Input records:
###

PR #87, opened 2022-03-18
detect cloud aws workaround

yeoldegrove:


salt/states/crmshmod.py
```diff
@@ -596,6 +596,16 @@ def cloud_grains_present(
     __salt__['grains.set']('cloud_provider', cloud_provider)
     changes['cloud_provider'] = cloud_provider
 
+    # workaround for https://github.com/SUSE/ha-sap-terraform-deployments/issues/832
```
arbulu89, line 599: I would say this piece of code should go in the `crm.detect_cloud` module, and not here.
In fact, I don't know why we have the `gcp` part there as well.
This means that the `detect_cloud` module function is kind of broken otherwise

arbulu89 (changes requested):
I would put this abstraction in the module `detect_cloud` function rather than here

salt/states/crmshmod.py
yeoldegrove: The `gcp` part does not change the `cloud_provider` but additional grains `gcp_instance_id/name`.
I guess this is fine...I guess there is just no better place to set this at the moment.

yeoldegrove: @arbulu89 Force pushed an update which moves this to the module.

PR #93, opened 2023-07-11
Salt no longer vendors six (>=salt-3006.0)

yeoldegrove:
Salt no longer vendors six (>=salt-3006.0)
https://github.com/saltstack/salt/issues/63874

- Use shipped library with older salt releases and use packaged version in newer version.

This is related to https://github.com/SUSE/ha-sap-terraform-deployments/issues/908

PR #94, opened 2023-07-14
 ci: fix tests and use SLE containers 

yeoldegrove:
This fixes the currently broken CI pipeline. Github actions/setup-python deprecated python 2.7 https://github.com/actions/setup-python/issues/543 and is not usable anymore.
- The new approach uses real SLE 12 SP5 (python 2.7) and 15 SP5 (python 3.6) container images to run the tests.
- python from official repos is used
- python packages are installed from pip (as most of them are not available in repos)
- codeclimate is removed (as discussed with @arbulu89)

The SLE 15 SP5 tests will fail, as https://github.com/SUSE/salt-shaptools/pull/93 still has to be fixed.


.github/workflows/salt-shaptools-ci.yml
```diff
@@ -11,7 +14,7 @@ env:
 jobs:
   tab:
     name: 'tabspace checking'
-    runs-on: ubuntu-20.04
+    runs-on: ubuntu-22.04
```
arbulu89, line 17: We should put this in some generic env variable in the top of the file

.github/workflows/salt-shaptools-ci.yml
```diff
@@ -137,53 +144,56 @@ jobs:
...
     strategy:
+      # do not fail if other test fails
+      fail-fast: false
       matrix:
-        os: [ubuntu-20.04]
-        python-version: [2.7, 3.6, 3.7]
+        container:
+          - registry.suse.com/suse/sles12sp5:latest  # python 2.7
```
arbulu89, line 153: We don't we simply use `openSUSE`, we avoid the need of credentials, and in essence the base image would be really similar

.github/workflows/salt-shaptools-ci.yml
```diff
@@ -137,53 +144,56 @@ jobs:
...
-          # on old python version, install and clone ...
-          if test -d /opt/hostedtoolcache/Python/2.7.*; then
-            pip install enum34
-            git clone --branch=openSUSE-3000.3 --depth=50 https://github.com/openSUSE/salt ../salt
+          zypper -n in -y make python
+          if test -f /usr/bin/python3; then
+            # minimal python packages and compilers
+            zypper -n in -y python3-pip python3-devel gcc
+            # use current salt version shipped with SLE 15
+            git clone --branch=openSUSE/release/3006.0 --depth=50 https://github.com/openSUSE/salt ../salt
```
arbulu89, line 174: I didn't remember this hacky thing we had before :sweat_smile: 
If we want to install salt using the same version shipped in SLE, why don't we use zypper?
This way, we would always have the latest rolling version I guess

arbulu89 (approved):
I have to confess that I'm not a big fan of using git cloned versions, as it will become outdated at some point.
But hey, i don't have much suggestion except using zypper/leap, so up to you @yeoldegrove hehe

.github/workflows/salt-shaptools-ci.yml
yeoldegrove: @arbulu89 This is not possible at the moment :(
https://github.com/actions/runner/issues/480

.github/workflows/salt-shaptools-ci.yml
yeoldegrove: @arbulu89 Again, for Leap 42.3 there will be no updated anymore. Also for SLE 12.5 one needs to register an additional Module to install salt.
python-shaptools is also not available for Leap ...

I really would vote to use SLE. One could even think about building images before running the CI steps...

yeoldegrove: What I forgot is that there also is some magic in `tests/run.sh` that uses stuff from the salt repo that is not delivered as rpm.
```
cp salt/modules/*.py ../salt/salt/modules/
cp salt/states/*.py ../salt/salt/states/
cp tests/unit/modules/*.py ../salt/tests/unit/modules/
cp tests/unit/states/*.py ../salt/tests/unit/states/
py.test -vv ../salt/tests/unit/modules/test_hanamod.py ../salt/tests/unit/states/test_hanamod.py  ../salt/tests/unit/modules/test_crmshmod.py  ../salt/tests/unit/modules/test_saptunemod.py ../salt/tests/unit/modules/test_sapcarmod.py ../salt/tests/unit/states/test_crmshmod.py ../salt/tests/unit/modules/test_drbdmod.py ../salt/tests/unit/states/test_drbdmod.py ../salt/tests/unit/states/test_saptunemod.py ../salt/tests/unit/modules/test_netweavermod.py ../salt/tests/unit/states/test_netweavermod.py ../salt/tests/unit/states/test_sapcarmod.py --cov=salt.modules.hanamod --cov=salt.states.hanamod --cov=salt.modules.crmshmod --cov=salt.states.crmshmod --cov=salt.modules.drbdmod --cov=salt.modules.saptunemod --cov=salt.modules.sapcarmod --cov=salt.states.saptunemod --cov=salt.states.drbdmod --cov=salt.modules.netweavermod --cov=salt.states.netweavermod --cov=salt.states.sapcarmod --cov-config .coveragerc --cov-report term --cov-report xml --cov-report html
```

.github/workflows/salt-shaptools-ci.yml
arbulu89: Well, credentials are always a issue hehe
But I understand the reasons as well

arbulu89 (approved):
You have my blessing @yeoldegrove XD
This salt versioning thing was already a pain in the *** hehe

.github/workflows/salt-shaptools-ci.yml
yeoldegrove: I pushed another commit that at least installs the packaged salt version. Had to do a little other change to `tets/run.sh`.

PR #96, opened 2025-09-10
Fix import error salt bundle

arbulu89:
Fix `import crmsh` error when the salt minion is running in a python venv. 
This happens specifially when a salt bundle (venv-salt-minion) is used in the salt client side.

###

Exercise details:
Each entry is to be given again, exactly as it stands.

Answer area:
PR #87, opened 2022-03-18
detect cloud aws workaround

yeoldegrove:


salt/states/crmshmod.py
```diff
@@ -596,6 +596,16 @@ def cloud_grains_present(
     __salt__['grains.set']('cloud_provider', cloud_provider)
     changes['cloud_provider'] = cloud_provider
 
+    # workaround for https://github.com/SUSE/ha-sap-terraform-deployments/issues/832
```
arbulu89, line 599: I would say this piece of code should go in the `crm.detect_cloud` module, and not here.
In fact, I don't know why we have the `gcp` part there as well.
This means that the `detect_cloud` module function is kind of broken otherwise

arbulu89 (changes requested):
I would put this abstraction in the module `detect_cloud` function rather than here

salt/states/crmshmod.py
yeoldegrove: The `gcp` part does not change the `cloud_provider` but additional grains `gcp_instance_id/name`.
I guess this is fine...I guess there is just no better place to set this at the moment.

yeoldegrove: @arbulu89 Force pushed an update which moves this to the module.

PR #93, opened 2023-07-11
Salt no longer vendors six (>=salt-3006.0)

yeoldegrove:
Salt no longer vendors six (>=salt-3006.0)
https://github.com/saltstack/salt/issues/63874

- Use shipped library with older salt releases and use packaged version in newer version.

This is related to https://github.com/SUSE/ha-sap-terraform-deployments/issues/908

PR #94, opened 2023-07-14
 ci: fix tests and use SLE containers 

yeoldegrove:
This fixes the currently broken CI pipeline. Github actions/setup-python deprecated python 2.7 https://github.com/actions/setup-python/issues/543 and is not usable anymore.
- The new approach uses real SLE 12 SP5 (python 2.7) and 15 SP5 (python 3.6) container images to run the tests.
- python from official repos is used
- python packages are installed from pip (as most of them are not available in repos)
- codeclimate is removed (as discussed with @arbulu89)

The SLE 15 SP5 tests will fail, as https://github.com/SUSE/salt-shaptools/pull/93 still has to be fixed.


.github/workflows/salt-shaptools-ci.yml
```diff
@@ -11,7 +14,7 @@ env:
 jobs:
   tab:
     name: 'tabspace checking'
-    runs-on: ubuntu-20.04
+    runs-on: ubuntu-22.04
```
arbulu89, line 17: We should put this in some generic env variable in the top of the file

.github/workflows/salt-shaptools-ci.yml
```diff
@@ -137,53 +144,56 @@ jobs:
...
     strategy:
+      # do not fail if other test fails
+      fail-fast: false
       matrix:
-        os: [ubuntu-20.04]
-        python-version: [2.7, 3.6, 3.7]
+        container:
+          - registry.suse.com/suse/sles12sp5:latest  # python 2.7
```
arbulu89, line 153: We don't we simply use `openSUSE`, we avoid the need of credentials, and in essence the base image would be really similar

.github/workflows/salt-shaptools-ci.yml
```diff
@@ -137,53 +144,56 @@ jobs:
...
-          # on old python version, install and clone ...
-          if test -d /opt/hostedtoolcache/Python/2.7.*; then
-            pip install enum34
-            git clone --branch=openSUSE-3000.3 --depth=50 https://github.com/openSUSE/salt ../salt
+          zypper -n in -y make python
+          if test -f /usr/bin/python3; then
+            # minimal python packages and compilers
+            zypper -n in -y python3-pip python3-devel gcc
+            # use current salt version shipped with SLE 15
+            git clone --branch=openSUSE/release/3006.0 --depth=50 https://github.com/openSUSE/salt ../salt
```
arbulu89, line 174: I didn't remember this hacky thing we had before :sweat_smile: 
If we want to install salt using the same version shipped in SLE, why don't we use zypper?
This way, we would always have the latest rolling version I guess

arbulu89 (approved):
I have to confess that I'm not a big fan of using git cloned versions, as it will become outdated at some point.
But hey, i don't have much suggestion except using zypper/leap, so up to you @yeoldegrove hehe

.github/workflows/salt-shaptools-ci.yml
yeoldegrove: @arbulu89 This is not possible at the moment :(
https://github.com/actions/runner/issues/480

.github/workflows/salt-shaptools-ci.yml
yeoldegrove: @arbulu89 Again, for Leap 42.3 there will be no updated anymore. Also for SLE 12.5 one needs to register an additional Module to install salt.
python-shaptools is also not available for Leap ...

I really would vote to use SLE. One could even think about building images before running the CI steps...

yeoldegrove: What I forgot is that there also is some magic in `tests/run.sh` that uses stuff from the salt repo that is not delivered as rpm.
```
cp salt/modules/*.py ../salt/salt/modules/
cp salt/states/*.py ../salt/salt/states/
cp tests/unit/modules/*.py ../salt/tests/unit/modules/
cp tests/unit/states/*.py ../salt/tests/unit/states/
py.test -vv ../salt/tests/unit/modules/test_hanamod.py ../salt/tests/unit/states/test_hanamod.py  ../salt/tests/unit/modules/test_crmshmod.py  ../salt/tests/unit/modules/test_saptunemod.py ../salt/tests/unit/modules/test_sapcarmod.py ../salt/tests/unit/states/test_crmshmod.py ../salt/tests/unit/modules/test_drbdmod.py ../salt/tests/unit/states/test_drbdmod.py ../salt/tests/unit/states/test_saptunemod.py ../salt/tests/unit/modules/test_netweavermod.py ../salt/tests/unit/states/test_netweavermod.py ../salt/tests/unit/states/test_sapcarmod.py --cov=salt.modules.hanamod --cov=salt.states.hanamod --cov=salt.modules.crmshmod --cov=salt.states.crmshmod --cov=salt.modules.drbdmod --cov=salt.modules.saptunemod --cov=salt.modules.sapcarmod --cov=salt.states.saptunemod --cov=salt.states.drbdmod --cov=salt.modules.netweavermod --cov=salt.states.netweavermod --cov=salt.states.sapcarmod --cov-config .coveragerc --cov-report term --cov-report xml --cov-report html
```

.github/workflows/salt-shaptools-ci.yml
arbulu89: Well, credentials are always a issue hehe
But I understand the reasons as well

arbulu89 (approved):
You have my blessing @yeoldegrove XD
This salt versioning thing was already a pain in the *** hehe

.github/workflows/salt-shaptools-ci.yml
yeoldegrove: I pushed another commit that at least installs the packaged salt version. Had to do a little other change to `tets/run.sh`.

PR #96, opened 2025-09-10
Fix import error salt bundle

arbulu89:
Fix `import crmsh` error when the salt minion is running in a python venv. 
This happens specifially when a salt bundle (venv-salt-minion) is used in the salt client side.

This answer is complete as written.